Work to be completed: The full listing should be duplicated word for word.

Data below:
PR #18579, opened 2023-03-29
various: replace mentions of IRC with Matrix

allisonkarlitskaya:
The Cockpit Project is now on Matrix at #cockpit:fedoraproject.org.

Response for this exercise:
PR #18579, opened 2023-03-29
various: replace mentions of IRC with Matrix

allisonkarlitskaya:
The Cockpit Project is now on Matrix at #cockpit:fedoraproject.org.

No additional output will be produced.